5-Bromo-2'-deoxyuridine (BrdU) labeling, assessed by flow cytometry, of MCF10AT monocultures and co-cultures with normal breast-associated fibroblasts (NAF) and carcinoma-associated fibroblasts (CAF). These data are representative of replicate experiments indicating that NAF suppress proliferation of MCF10AT cells to a greater extent than do CAF. Again some variability in extent of suppression is present among individual NAF cultures and individual CAF cultures.

Figure 6

Relative 5-bromo-2'-deoxyuridine (BrdU) indices of MCF10A cells in co-culture with varying quantities of normal breast-associated fibroblast NAF-2 and carcinoma-associated fibroblast CAF-1. With increasing numbers of NAF-2, the mean rate of proliferation of co-cultured MCF10A cells increased, with a significant difference in BrdU-labeling index observed between a ratio of epithelial cells to fibroblasts (E:F) of 2:1 versus an E:F of 1:3 (P < 0.05).
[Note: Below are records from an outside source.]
PR #292, opened 2019-06-05
Checkpointing/savetesting into dev

jarvislam1999:
I got all the tests for the save functions to pass by fixing both save.c and test_save.c. I think our save functions are complete and ready for master. Would love some reviews.

Notes: we may need to add code to deal with action_t in the future
We need to make the tests more rigorous and careful, by also testing the values being passed in instead of just the length of the hashtable


src/checkpointing/tests/test_save.c
```diff
@@ -61,32 +52,47 @@ Test(save, item)
...
+    char *s_long_desc = "looks unwashed";
+
+    // item_new is a function in game-states's item.h. It creates an item_t struct.
+    shirt_t = item_new(s_item_id, s_short_desc, s_long_desc);
+    cr_assert_not_null(shirt_t, "shirt_t is null in save_room");
+
     path_t *path_t;
+
     // path_new is a function in game-states's path.h. It creates a path_t struct.
     path_t = path_new(room_t, "east");
```
chrisfernandes18: Do we still need this?

chrisfernandes18: as this i mean path stuff

jarvislam1999: Deleted

Issue #193, opened 2019-05-28
Update do_path_action tests to reflect #191


SnowballAntrobus:
The goal is to add multiple tests for do_item_item_action, corresponding with the changes from #191 . The additional tests should cover checking conditions and attribute changes.

This is the successor to #181

yoonsjeong:
^ accidentally clicked the close issue button (I got too excited)

PR #302 has been merged successfully into `actions/dev`.
Within this pull request was the implementation of the following
- do_path_function using game-state functions and chiventure_ctx struct (as per issue #191)
- tests with the appropriate game-state functions (as per this issue)
- removal of the "ENTER" action_type_t
- refactoring of the do_item and do_item_item function to no longer take in the game_t struct
- refactoring of tests related to do_item and do_item_item

the tests are successful and don't crash!

mpcsh:
Issue Score: ✓+

Comments:
Great work!

Issue #192, opened 2019-05-28
Update do_item_action tests to reflect #190


SnowballAntrobus:
The goal is to add multiple tests for do_item_action, corresponding with the changes from #190 . The additional tests should cover checking conditions and attribute changes.

This is the successor to #180

SnowballAntrobus:
These tests are being made using the tests from do_item_item_action as a template. Therefore if a bug is found in either of the test files it is a good idea to check the other one for it too.

SnowballAntrobus:
Work for this issue is being done on the branch actions/updatedo_item

SnowballAntrobus:
Closing Statement:
We have now finished writing tests that check the full functionality of the do_item_action function. In this issue we added tests for effects and conditions. We will proceed by checking for compatibility as the GS functions make it to master.

mpcsh:
Issue Score: ✓

Comments:
Definitely missing some progress updates here

Issue #191, opened 2019-05-28
Update do_path_action to accommodate condition checking and attribute changes


SnowballAntrobus:
Build upon the do_path_action basic prototype ( #115 ) to include condition checks, i.e. whether the item has the necessary attributes for the action to be performed, and attribute changes, i.e. the consequences of the action being requested. This will be done with game state functions.

yoonsjeong:
I've started work on this task, on a branch called `actions/do_path_191`.

yoonsjeong:
Hi @MTUC08 @SnowballAntrobus @lucyyutingli I've defined a new macro called `#define NOT_ALLOWED_PATH (4)` just a heads up in case any other macros turn up.

yoonsjeong:
PR #302 has been merged successfully into `actions/dev`.
Within this pull request was the implementation of the following
- do_path_function using game-state functions and chiventure_ctx struct
- tests with the appropriate game-state functions (as per #193)
- removal of the "ENTER" action_type_t
- refactoring of the do_item and do_item_item function to no longer take in the game_t struct
- refactoring of tests related to do_item and do_item_item

mpcsh:
Issue Score: ✓+

Comments:
Great work!

Issue #190, opened 2019-05-28
Update do_item_action to incorporate condition checking and attribute changes


SnowballAntrobus:
Build upon the do_item_action basic prototype ( #115 ) to include condition checks, i.e. whether the item has the necessary attributes for the action to be performed, and attribute changes, i.e. the consequences of the action being requested. This will be done with game state functions.

lucyyutingli:
Once #186 is approved, we will be using the following functions:

- In order to change attributes, we will use set_attribute() family of functions
- In order to check conditions, we will use get_attribute() family of functions

lucyyutingli:
The functions have been changed for the most part but we'll have to wait for game-state's functions to be pulled to master before we can be sure that they're working properly. We'll be waiting on that before we can make any further progress.

MTUC08:
Closing comments: in this issue, we updated the do_item_action function to handle conditions and effects. This was pulled into master with #364 . Looking forward, next years class can continue to evolve this function by adding more conditions (inventory, location) and effects (teleportation). Thanks for a great quarter!

mpcsh:
Issue Score: ✓+

Comments:
Great work!

PR #294, opened 2019-06-06
Changed the return format of AM functions

MTUC08:
This PR is the culmination of issues #245 #287 #288 #289 . It includes an altered return format for the do_item_action, do_path_action, and do_item_item_action functions. Where we originally had them return status strings for the basic sprint 3 prototype, we now have them return an int macro for easier testing, with a status string as an out parameter. It also includes cli code and updated AM function tests reflective of the change in format.


MTUC08:
Closing Statement:
In this PR we updated the return format of our AM functions to return int rather than a string, which we moved to be an out parameter in order to ease testing troubles. It will be pulled into master in #289 .

Looking Forward:
We will update the functions to handle condition checking and effect application #188 #190 #191 and update the tests accordingly #189 #192 #193.

mpcsh:
Issue Score: ✓+

Comments:
Great work!

PR #297, opened 2019-06-06
Wdl/wdl spec draft

thoranderskow:
Updated wdl.md in docs to add that actions must be in uppercase, and directions must be in lowercase. Also added that only being in a certain room is an end condition.


thoranderskow:
Branch was fouled up, ignore this pull request

PR #1145, opened 2021-05-29
Added npc_one_move function and npcs_in_room_operation

mbutera17:
This pull request contains steps towards our eventual goal of player action leading to an NPC with definite movement moving (we were unable to complete this goal). We did create a new function called `npc_one_move` which will handle the entirety of movement of one NPC. Previously, we had functions to add/remove an NPC from an `npcs_in_room` struct and we had a way to move an NPC down its path in its `npc_mov` struct (`movement` field in NPC struct), but we did not have one function to do both of these and thus completely "move" an NPC. 

Summary of major changes:
Added `npc_one_move` and `npc_one_move_helper` functions
Added `npcs_in_room_operation` function (CLI)
Added tests for `npc_one_move`

PR #1012, opened 2021-05-17
Added new functions in the npc_mov module and updated relevant tests

torresszy:
The two major functions left unfinished from last year, `move_npc_indefinite` and `auto_gen_movement` have been implemented under the `npc_move` module in this pull request. `move_npc_indefinite` will move an existing NPC with an indefinite move type from one room to another. `auto_gen_movement` will randomly generate a list of rooms and append the list to a given NPC's path. In addition, we have implemented two new functions, `get_npc_num_rooms` and `get_num_rooms`. `get_npc_num_rooms` takes a `npc_mov` struct and returns the number of rooms a NPC has in its list of rooms to visit. `get_num_rooms` is a helper function for `auto_gen_movement` that returns the total number of rooms in a given game. In addition, new tests are created for these functions in `test_npc_move.c`. One thing to be noted is that in both `move_npc_indefinite` and `auto_gen_movement`, we have inherited the concept of time from last year NPC team's implementation. However, this concept is not yet well-established in Chiventure at this point. Therefore, Updates on these functions may be needed when a more matured system on "time" is developed in the future.

Summary of major changes:

Added new functions, `move_npc_indefinite`, `get_npc_num_rooms`, `get_num_rooms`,and `auto_gen_movement`, in `npc_move.c` and their headers in `npc_move.h`.
Added new tests for these functions in `test_npc_move.c`

PR #1147, opened 2021-05-29
Demo for NPC_1 2021

torresszy:
This pull request mainly revolves around the file `battle_move_example_2021.c` for our end-of-the-quarter demo. It showcases our works in  `npc_battle`, `npc_move`, and `rooms-npc` modules. Specifically, it shows how NPC movement and battle features can be integrated into Chiventure and used in games at this point. We will demonstrate these new features by moving NPCs between rooms and letting the player interact and battle with the NPCs. The player is also able to loot the dead NPCs. 

Notes:
- One new function, `npcs_in_room_operation`, which prints out all the NPCs in the current room to CLI, is a new feature and monkey-patched to `battle_move_example_2021.c`. However, this function can and should be added to the CLI module in the future officially.
- This branch is branched out of `npc/mov-integration`, therefore, it relies on pull request #1012 and #1145 to be merged successfully.


src/npc/examples/battle_move_example_2021.c
```diff
@@ -0,0 +1,339 @@
+/*
+ * This example program runs a full instance of chiventure with an in-memory game.
+ * The CLI is monkey-patched to accept functions that serve to showcase the movement
+ * and battle functionalities of the NPC.
```
amymorrill, line 4: We should add in-depth comments to explain our monkey-patched functions at the top of the file (see npc_example.c for how last year's npc team did this). I can add a comment for the attack CLI function.

src/npc/examples/battle_move_example_2021.c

With increasing numbers of CAF-1, the mean rate of proliferation was highest at an E:F of 1:1. The rate of proliferation at an E:F of 1:1 was significantly higher than that at an E:F of 2:1 (P < 0.05). At an E:F of 1:3, CAF-1 caused a decreased proliferation of and enhanced cell death of MCF10A cells.

Figure 7

TUNEL assay for MCF10A cells and MCF10AT cells in co-culture with normal breast-associated fibroblasts (NAF) and carcinoma-associated fibroblasts (CAF). Co-culture with NAF and CAF had no significant effect on the rate of apoptosis of MCF10A cells and MCF10AT cells in comparison with epithelial cell monoculture controls.

Figure 8

Comparative expression of insulin-like growth factor (IGF) II mRNA. IGF II expression levels in MCF10A cells, MCF10AT cells, normal breast-associated fibroblasts (NAF) and carcinoma-associated fibroblasts (CAF) were determined by quantitative real-time PCR. All expression levels are relative to the calibrator, MCF10AT cells. The error bars represent the standard deviation of triplicate assays for each sample. Comparison of the mean expression level between NAF (mean = 4.2) and CAF (mean = 7.7) did not reach statistical significance (P = 0.39, t test).